Je mène des recherches fondamentales et appliquées dans les domaines de la théorie ergodique et de la biologie des systèmes. En théorie ergodique, j'essaye de comprendre comment différentes mesures de la complexité des orbites d'un système dynamique impliquent des comportements dynamiques globaux tels que les propriétés de mélange, les propriétés de rigidité, la structure des groupes d'automorphismes, les propriétés spectrales, etc. D'un point de vue plus appliqué, je chercher à comprendre différents aspects de l'organisation des systèmes biologiques : savoir pourquoi une communauté de micro-organismes est organisée d'une certaine manière sous la pression de l'environnement, comment une telle structure implique des propriétés de l'environnement, etc. Les aspects de régulation génétique d'une communauté et de son métabolisme sont également importants. Aujourd’hui, mes principales applications concernent les données océaniques obtenues lors des expéditions océaniques de la Fondation TARA Océan.

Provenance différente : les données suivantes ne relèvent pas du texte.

PR #627, opened 2022-11-18
Upgrade Node.js to version 16

MuriloDalRi:
Node.js 12 is no longer supported and 14 is only supported until April: https://github.com/nodejs/Release#release-schedule

I've tested a few apps on version 16 without any issues.

https://trello.com/c/PMsAXSoT/3029-review-govuks-usage-of-node-2

### DIFF
--- a/Dockerfile.govuk-base
+++ b/Dockerfile.govuk-base
@@ -12,7 +12,7 @@ RUN apt-get update -qq && apt-get install -y chromium chromium-driver
 ENV GOVUK_TEST_CHROME_NO_SANDBOX 1
 
 # Install node / yarn
-RUN curl -sL https://deb.nodesource.com/setup_12.x | bash -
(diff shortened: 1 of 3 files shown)


ops20 (approved):
LGTM

ChrisBAshton (commented):
From the PR description it sounds like a good next step would be to `make` these 3 apps. If they work, then we can try bumping to v16 and opening a PR for that. Feels like we can do that rather than merging this intermediary PR.

MuriloDalRi:
> From the PR description it sounds like a good next step would be to `make` these 3 apps. If they work, then we can try bumping to v16 and opening a PR for that. Feels like we can do that rather than merging this intermediary PR.

I'll try that.

MuriloDalRi:
@ChrisBAshton it's ready for review again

Quels sont vos liens avec le CNRS ?
Ma formation de mathématicien est intimement liée au CNRS. Ma thèse a été réalisée dans une unité de mathématiques du CNRS et depuis, j'ai collaboré avec des chercheurs du CNRS dans de nombreuses régions de France : Marseille, Paris, Amiens, Rennes, Nantes, Nice, Dijon. De plus, 10 de mes doctorants ont fait leurs thèses en co-supervision avec des laboratoires dans des unités du CNRS. Enfin, une étape importante de ma carrière a été la direction du Centre de modélisation mathématique (CMM), la première Unité Mixte de Recherche créé par l’Institut National des Sciences Mathématiques et de leurs Interactions (CNRS). J’ai alors eu l'occasion de travailler à l'approfondissement des relations entre mon institution et le CNRS en lançant plusieurs programmes de collaboration.

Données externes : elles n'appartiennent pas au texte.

PR #630, opened 2022-12-06
Replace MongoDB with Postgres for Imminence

KludgeKML:
Updates Imminence to use PG+PostGIS rather than MongoDB. 

Related PRS:
https://github.com/alphagov/imminence/pull/766

Trello:
https://trello.com/c/R6Lb3vYa/1611-move-imminence-away-from-mongodb-onto-postgres

### DIFF
--- a/projects/imminence/docker-compose.yml
+++ b/projects/imminence/docker-compose.yml
@@ -20,25 +20,24 @@ services:
   imminence-lite:
     <<: *imminence
     depends_on:
-      # In production this uses Mongo 2.6, however there is not a published Mongo 2.6 image compatible with ARM64
-      - mongo-3.6
+      - postgres-14-postgis
       - redis
     environment:
-      MONGODB_URI: "mongodb://mongo-3.6/imminence"
-      TEST_MONGODB_URI: "mongodb://mongo-3.6/imminence-test"
+      DATABASE_URL: "postgis://postgres@postgres-14-postgis/imminence"
+      TEST_DATABASE_URL: "postgis://postgres@postgres-14-postgis/imminence-test"
       REDIS_URL: redis://redis
 
   imminence-app: &imminence-app
     <<: *imminence
     depends_on:
-      - mongo-3.6
+      - postgres-14-postgis
       - local-links-manager-app
       - locations-api-app
       - nginx-proxy
       - redis
       - imminence-worker
     environment:
-      MONGODB_URI: "mongodb://mongo-3.6/imminence"
+      DATABASE_URL: "postgis://postgres@postgres-14-postgis/imminence"
       VIRTUAL_HOST: imminence.dev.gov.uk
       BINDING: 0.0.0.0
       REDIS_URL: redis://redis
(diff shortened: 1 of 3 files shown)


projects/imminence/docker-compose.yml
```diff
@@ -17,28 +18,39 @@ x-imminence: &imminence
   working_dir: /govuk/imminence
 
 services:
+  imminence-pg:
```
kevindew, line 21: Does this need to be imminence specific - could it be postgres-14-postgis ? and be with the other db services?

projects/imminence/docker-compose.yml
```diff
@@ -17,28 +18,39 @@ x-imminence: &imminence
...
+    image: ghcr.io/baosystems/postgis:14-3.2
```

Que représente cette nomination pour vous ?
C'est un grand honneur pour moi de recevoir cette distinction d'une institution du prestige et de la pertinence du CNRS dans le domaine scientifique. C'est l'occasion de travailler avec des mathématiciens et des biologistes pour développer une vision transdisciplinaire de la science.
Quelles sont vos attentes à l'égard de ce poste ?

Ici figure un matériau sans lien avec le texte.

PR #634, opened 2023-01-03
Update Ruby to 3.2 and .github cleanup

kevindew:
This updates this project to the latest version of Ruby (3.2.0) to reflect that Ruby 2.7 will be reaching end-of-life in the coming months.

J'espère que cette position me permettra de consolider certains programmes dans lesquels je suis impliqué depuis longtemps avec des collègues de laboratoires du CNRS : dans le domaine des systèmes dynamiques, j'aimerais concrétiser le programme visant à démêler les systèmes de faible complexité et, dans un domaine plus appliqué, j’aimerais utiliser les données uniques que nous avons générées avec la fondation TARA au Chili pour comprendre la relation entre l'environnement et le plancton dans les zones côtières, afin que la science contribue aux politiques publiques. De plus, il faut tirer parti de l'amélioration de la formation conjointe sur ces questions, qui nécessitent le développement de visions transdisciplinaires dans divers domaines de la science.